A crazed clown terrorizes a group of young women and the people trying to help them on Halloween night.

Written and directed by Damien Leone, Terrifier takes the scary clown idea and ups the violence from recent films such as IT and makes the kills bloodier and more brutal.  The film has some definitely good ideas and the clown’s design is interesting and creepy for sure, but for those without coulrophobia, the clown is only as scary as the performance for him.  This is something that will be touched on in a little bit.  The story here is the classic slasher on Halloween night story; a killer maims and hurts a group of people on Halloween night.  The difference is in the execution which is well done here but still feels a bit like more of the same at times.  The title, Terrifier, gives an expectation for the viewer that this will be terrifying and unless you are really scared of clowns, the film is only a little scary and not quite terrifying.

The clown that is central to the story called Art the Clown is played by David Howard Thornton who gives him good screen presence and ménage.  His way of playing him as an almost mime gives the character an interesting look and demeanor which does, at times, bring the fear and dread and at others, not so much unfortunately.  He does play a scary killer for the most part though.  Playing his victims is a slew of people who all do decent work here but not really anything particularly memorable.  They are good victims, but a bit generic.  The opening of the film does give one of the victims a bit more to chew on but as her face is covered with prosthetics, it’s hard to see how her acting comes off.  The cast here is decent, but not all that memorable.  David Howard Thornton does give a good performance that does bring some chills and his commitment is commendable.

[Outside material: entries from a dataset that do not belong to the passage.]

Issue #823, opened 2026-09-03
test(worker): diagnose credential-helper transport timeout on macOS


moncher-dev:
## Problem

The existing worker Git transport regression test `uses host credential-helper authentication for remote Git operations` consistently times out at 15 seconds on the macOS shared runner.

Observed twice in isolation while validating #809:

```
pnpm exec vitest run packages/worker/src/git-transport.test.ts -t 'uses host credential-helper authentication'
Error: Test timed out in 15000ms
```

The failure is in an existing test and no worker Git transport source was changed by #809. The test starts a local authenticated Git HTTP server, so the likely failure is a hanging local HTTP/backend interaction or cleanup path.

## Expected

The local credential-helper transport test completes deterministically or fails with a concrete transport diagnostic rather than timing out.

## Suggested investigation

- Add bounded diagnostics around the local HTTP server and `git http-backend` child.
- Ensure all server/backend streams and sockets close on authentication or Git failures.
- Confirm behavior on macOS runners separately from Linux CI.

Related validation: #809.

moncher-dev:
Duplicate of #815.

Same failure, same test, same host: `packages/worker/src/git-transport.test.ts` → `synchronizeAssignedBranch > uses host credential-helper authentication for remote Git operations`, timing out at 15000 ms on the macOS Symphony worker host. Five separate workers filed this independently while validating unrelated issues (#647, #804, #806, #809, #811) — #815, #816, #821, #823, #824. Consolidating on **#815** as the survivor; the diagnostic detail from this issue (local authenticated Git HTTP server, likely a hanging backend interaction or cleanup path) has been carried over there.

Closing as a duplicate. Please track and fix in #815.

PR #827, opened 2026-09-03
fix(orchestrator): inject tenant-scoped GitHub credential into worker environment

### LINKED ISSUE #809: fix(orchestrator): inject tenant-scoped GitHub credential into the worker environment
Part of #808 (root-cause chain items 1 and 2).

## Problem

`OrchestratorService.buildProjectExecutionEnv` (`packages/orchestrator/src/service.ts`) composes the worker environment from the project `.env`, `INHERITED_ENV_ALLOWLIST` and Symphony-injected context. Since #455 nothing hands the daemon's resolved GitHub credential to the worker, so in repo mode (no project `.env`) the worker host tools fail:

```
tool_execution_failed: Either GITHUB_GRAPHQL_TOKEN or the runtime token broker configuration is required.
```

`tracker-github` `executeAgentTool` reads `context.environment.GITHUB_GRAPHQL_TOKEN` / `GITHUB_TOKEN_BROKER_*`; `worker/git-transport.ts` `buildHostGitEnvironment` needs the same values, otherwise the end-of-turn push falls back to the daemon HOME's system gitconfig (`osxkeychain`) and pushes as the operator rather than as the tracker identity.

## Fix outline

1. Resolve a **tenant-scoped GitHub credential** at dispatch (`startRun`) with the order: project `.env` (`GITHUB_GRAPHQL_TOKEN`, or `GITHUB_TOKEN_BROKER_URL` + `GITHUB_TOKEN_BROKER_SECRET`) → daemon-resolved auth (`process.env.GITHUB_GRAPHQL_TOKEN` set by `repo start` / `project start` after `resolveGitHubAuth`).
2. Inject it into the worker `explicitEnv` only (keep `INHERITED_ENV_ALLOWLIST` and the blanket-inheritance ban from #455). Tracker adapters keep declaring the names through `secretEnvironmentNames()` so the agent child boundary still strips them.
3. Keep the injection tracker-agnostic: expose the resolution through the tracker adapter contract (e.g. `resolveWorkerCredentials(tenant, env)` next to `buildWorkerEnvironment`) so Linear can supply `LINEAR_API_KEY` the same way.
4. Emit a structured event / status warning when no credential could be resolved for a tenant.

## Regression tests

- repo mode, no project `.env`, daemon env has `GITHUB_GRAPHQL_TOKEN` → worker env contains it; agent child env does not.
- project `.env` value takes precedence over the daemon value.
- Unrelated daemon env keys are still not inherited.
- Host push uses the credential helper env when the token is present (no fallback to system git config).

moncher-dev:
## Issues

- Closes #809

## Summary

- Inject the active tenant's tracker credential into the worker host environment at dispatch, preferring project `.env` values over daemon-resolved authentication.
- Keep credential resolution tracker-owned and warn through structured observability when an external tracker resolves no worker credential.
- Preserve the agent-child boundary, including broker URLs and raw-token cache paths, while enabling host Git to select Symphony's credential helper.

## Change-point diagram

- project `.env` + daemon auth → tracker adapter credential resolution → orchestrator `explicitEnv`
- worker host environment → GitHub/Linear host tools + host Git credential helper
- worker environment → runtime child filter → no tracker token, broker secret, broker URL, or token-cache path reaches the coding agent
- unresolved credential → `worker-credential-missing` event + operator warning

## Start here

- `packages/orchestrator/src/service.ts` — dispatch-time credential resolution, explicit injection, and missing-credential observability
- `packages/core/src/contracts/tracker-adapter.ts` — tracker-neutral credential-resolution contract
- `packages/tracker-github/src/orchestrator-adapter.ts` — GitHub token/broker precedence and secret declarations
- `packages/runtime-codex/src/runtime.ts` — agent-child reserved-auth filtering
- `packages/orchestrator/src/service.test.ts` — end-to-end dispatch environment regressions

- Repo-mode and project-mode workers can use the daemon-resolved GitHub identity for host-side tracker calls and assigned-branch transport without blanket daemon-environment inheritance.
- Project-scoped credentials take precedence. GitHub broker pairs and Linear credential scopes are atomic and are not assembled across project/daemon boundaries.
- Missing tracker credentials are observable instead of failing later without dispatch context.

## Validation

- `pnpm lint` — pass on merged head `5717c0a`
- `pnpm typecheck` — pass on merged head `5717c0a`
- `pnpm build` — pass on merged head `5717c0a`
- `pnpm test` — pass with documented exception #823: 1 pre-existing macOS credential-helper transport test times out at 15 seconds; 224/225 worker tests passed before the timeout
- Focused red/green boundary regressions — pass: broker URL/cache path stripped, adapter declarations complete, host Git installs `credential.helper`
- `pnpm e2e:claude` and isolated retry — documented environment exception #829: host Docker rejects Compose `--project-name` before container startup
- `git diff --check` — pass on merged head `5717c0a`
- Review reconciliation — all 6 threads answered and resolved; stale findings corrected against `d5df874`; current `main` merged as `5717c0a`

## Changeset

- `.changeset/secure-worker-credentials.md` (`@gh-symphony/cli`, patch)

## Risks & rollback

- Risk is limited to credential selection and environment shaping at the host/child boundary. Regression coverage pins precedence, missing-auth warnings, non-inheritance, Codex filtering, and credential-helper activation.
- Roll back the issue commits if host-side tracker authentication regresses; no persistent data migration is involved.

## Changed files

- `packages/core/src/contracts/tracker-adapter.ts`, `packages/core/src/observability/structured-events.ts` — adapter contract and warning event
- `packages/orchestrator/src/service.ts` and tests — dispatch resolution/injection and coverage
- `packages/tracker-github/src/*`, `packages/tracker-linear/src/*` — provider credential resolution and secret declarations
- `packages/runtime-codex/src/*` — broker metadata filtering at the child boundary
- `packages/worker/src/git-transport.test.ts` — dedicated helper selection guard
- `README.md`, `packages/cli/README.md`, `docs/architecture.md`, `docs/configuration.md`, `AGENT_TEST.md` — living documentation and TC mapping
- `.changeset/secure-worker-credentials.md` — patch release note

- [ ] Confirm tenant-authenticated GitHub host operations in a deployed repo-mode daemon.
- [ ] Follow #823 and #829 for the unrelated local validation environment exceptions.

## Security


moncher-dev:
Smoke-tested at `fbcf347`. `pnpm install --frozen-lockfile`, `pnpm build`, `pnpm typecheck`, `pnpm lint` all exit 0; tests green across the four touched packages — core 338, orchestrator 394, tracker-github 133, tracker-linear 47 (912 total).

Since this changes worker credential injection, I exercised `resolveWorkerCredentials` directly against the **built** `tracker-github` dist rather than trusting the unit suite, covering the precedence and partial-input cases:

| Case | Result |
|---|---|
| project `.env` token vs daemon token | project wins ✅ |
| project empty, daemon has token | falls back to daemon ✅ |
| neither has a credential | `{}` → `worker-credential-missing` path ✅ |
| whitespace-only token | not treated as a credential ✅ |
| broker URL without secret | `{}` — no partial credential set ✅ |
| complete broker URL + secret | both returned ✅ |

The precedence rule and the "complete credential set or nothing" behavior both hold. The `.trim()` guards mean an empty-string env var cannot shadow a valid daemon credential, which is the failure mode I most expected to find here.

**One scoping question on the child boundary, @hojinzs — not a blocker, and it only bites on the broker path.** This PR newly injects up to four names into the worker environment, but `githubProjectTrackerAdapter.secretEnvironmentNames()` still returns five names that do not include two of them:

```
secretEnvironmentNames: GH_TOKEN, GH_ENTERPRISE_TOKEN, GITHUB_TOKEN,
                        GITHUB_GRAPHQL_TOKEN, GITHUB_TOKEN_BROKER_SECRET
injected but undeclared: GITHUB_TOKEN_BROKER_URL, GITHUB_TOKEN_CACHE_PATH
```

The core static list `CUSTOM_RUNTIME_RESERVED_AUTH_ENVIRONMENT_NAMES` (`core/src/runtime/custom-child-env.ts:32`) *does* cover all four, so the custom-runtime child is filtered correctly. But `service.ts:134` describes `secretEnvironmentNames()` as what "declares tracker credentials for child-boundary filtering," so on that path the two undeclared names would reach the agent child. The actual secrets are safe either way — `GITHUB_TOKEN_BROKER_SECRET` and `GITHUB_GRAPHQL_TOKEN` are both declared — so the exposure is a broker endpoint URL and a filesystem path to the token cache, i.e. metadata rather than credentials, and only when the broker path is configured (this repo's tenant uses the plain token). Still worth deciding deliberately, since the PR summary states it preserves the agent-child secret boundary and the two lists now disagree about what a GitHub credential is. Adding the two names to `secretEnvironmentNames()` would cost nothing and make the layers agree.

I did not run a full standalone dispatch against `symphony-sandbox-standalone` for this one — a real run needs a live tenant credential and would have competed with the running daemon. The adapter-level verification above plus the unit suite covers the resolution logic; the end-to-end injection into `explicitEnv` is exercised by the orchestrator tests.

packages/tracker-github/src/orchestrator-adapter.ts
```diff
@@ -51,6 +51,30 @@ export const githubProjectTrackerAdapter: OrchestratorTrackerAdapter = {
...
+      const brokerSecret = environment.GITHUB_TOKEN_BROKER_SECRET?.trim();
+      if (brokerUrl && brokerSecret) {
+        const credentials: Record<string, string> = {
+          GITHUB_TOKEN_BROKER_URL: brokerUrl,
+          GITHUB_TOKEN_BROKER_SECRET: brokerSecret,
+        };
+        const cachePath = environment.GITHUB_TOKEN_CACHE_PATH?.trim();
+        if (cachePath) {
+          credentials.GITHUB_TOKEN_CACHE_PATH = cachePath;
+        }
```
hojinzs, line 73: **P1 — `GITHUB_TOKEN_CACHE_PATH` reaches the Codex agent child, and the cache file holds the raw installation token.**

I independently reproduced the finding Codex raised, so treating it as confirmed rather than speculative.

Chain:
1. This block forwards `GITHUB_TOKEN_CACHE_PATH` into the worker's explicit env whenever broker auth is selected.
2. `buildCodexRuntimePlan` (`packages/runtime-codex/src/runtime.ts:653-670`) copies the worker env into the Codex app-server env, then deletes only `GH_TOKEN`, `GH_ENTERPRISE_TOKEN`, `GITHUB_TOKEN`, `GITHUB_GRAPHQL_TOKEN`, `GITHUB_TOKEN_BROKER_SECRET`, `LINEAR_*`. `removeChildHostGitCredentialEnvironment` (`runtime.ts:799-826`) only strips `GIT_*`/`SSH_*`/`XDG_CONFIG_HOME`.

What makes Terrifier stand out is its look.  The film is in color but the color pattern is very much black and white with shades of grey, but not actually in black and white.  This makes the blood and gore stand out quite starkly.  The cinematography by George Steuber makes good use of this and the dark settings.  It works with the light and dark to create creepy scenes and make them look both filled with dread and like dark art photographs.  The effects shown in these scary scenes are well done for the most part.  The opening prosthetics are a bit rough looking but the rest of the film including a kill somewhat reminiscent of Wrong Turn 2 are nicely gooey and gory.  The blood flows freely more than once and the gore it done with know-how and talent.

Terrifier is not exactly terrifying unless the viewer has a very real fear of clowns, but it does have some rather effective scenes.  The effects, except for one piece of practical effects, are nicely bloody, gooey, and gory.  The killer is played with aplomb and does bring some chills throughout the film.  It’s a decent Halloween offering that has some good kills, some decently dreadful ambiance, and some twisted fun.